The aesthetic is deliberately anachronistic. The costumes mix period leather with Victorian tailoring. The violence is sharp and sudden (a throat is cut in a bathhouse; a crucifix is used as a bludgeon). This is not The Borgias . This is 300 meets Sherlock .
that is less a dusty historical figure and more a "rookie renegade inventor" fueled by an "unruly imagination" and personal torment. The episode establishes a high-stakes, "hyper-real" vision of Renaissance Florence, blending political intrigue with elements of historical fantasy. The Protagonist’s "Demons" da vincis demons season 1 episode 1
Leonardo is initially hired to create an elaborate Easter spectacle, which he uses as a foot in the door to pitch advanced war machines to protect Florence from the Vatican's looming threat. The Turk and the Book of Leaves: A mysterious figure known as The aesthetic is deliberately anachronistic
When Da Vinci’s Demons first aired on April 12, 2013, it arrived with an unusual burden. It wasn’t just another historical drama; it was Starz’s ambitious answer to Game of Thrones , wrapped in the enigma of history’s greatest polymath. The pilot episode, officially titled needed to accomplish a Herculean task: introduce a young, brash Leonardo da Vinci, establish an alternate Renaissance filled with conspiracy, and hook audiences without the safety net of dragons or White Walkers. This is not The Borgias
Meanwhile, Lorenzo de' Medici's brother, Giuliano, commissions the rising artisan Leonardo to create a spectacular mechanical dove for an Easter celebration, aiming to showcase Florence's power. Leonardo eagerly accepts. The episode cleverly shows his genius, including launching his apprentice Nico into the sky on a crude hang-glider (it doesn't end well) and sketching intricate designs for "planes, automatic-loading cannons, and tanks" to impress Lorenzo. He also begins sketching Lorenzo's mistress, Lucrezia Donati, sparking a dangerous attraction.
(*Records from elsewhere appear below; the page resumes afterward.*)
PR #3202, opened 2022-04-10
Add support for Register extern to PSA/eBPF backend

osinstom:


backends/ebpf/psa/externs/ebpfPsaRegister.cpp
```diff
@@ -0,0 +1,230 @@
...
+See the License for the specific language governing permissions and
+limitations under the License.
+*/
+
+#include "ebpfPsaRegister.h"
+#include "backends/ebpf/psa/ebpfPsaControl.h"
+
+namespace EBPF {
+
+EBPFRegisterPSA::EBPFRegisterPSA(const EBPFProgram *program,
```
mbudiu-vmw, line 23: This stuff could be useful even in the basic ebpf backend, but perhaps it's too late to move it there.

backends/ebpf/psa/externs/ebpfPsaRegister.cpp
```diff
@@ -0,0 +1,230 @@
...
+                                 cstring instanceName, const IR::Declaration_Instance *di,
+                                 CodeGenInspector *codeGen) : EBPFTableBase(program,
+                                                                            instanceName,
+                                                                            codeGen) {
+    CHECK_NULL(di);
+    if (!di->type->is<IR::Type_Specialized>()) {
+        ::error(ErrorType::ERR_MODEL, "Missing specialization: %1%", di);
+        return;
+    }
+    auto ts = di->type->to<IR::Type_Specialized>();
```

Episode 1 functions as both origin story and manifesto: it frames Leonardo as a liminal figure—scientist, artist, and seeker—whose intellectual curiosity and technical genius threaten established power structures. The episode establishes a dialectic between illumination (knowledge, invention) and suppression (political control, religious authority), using visual style and narrative pacing to position Leonardo as a modern Prometheus in Renaissance guise.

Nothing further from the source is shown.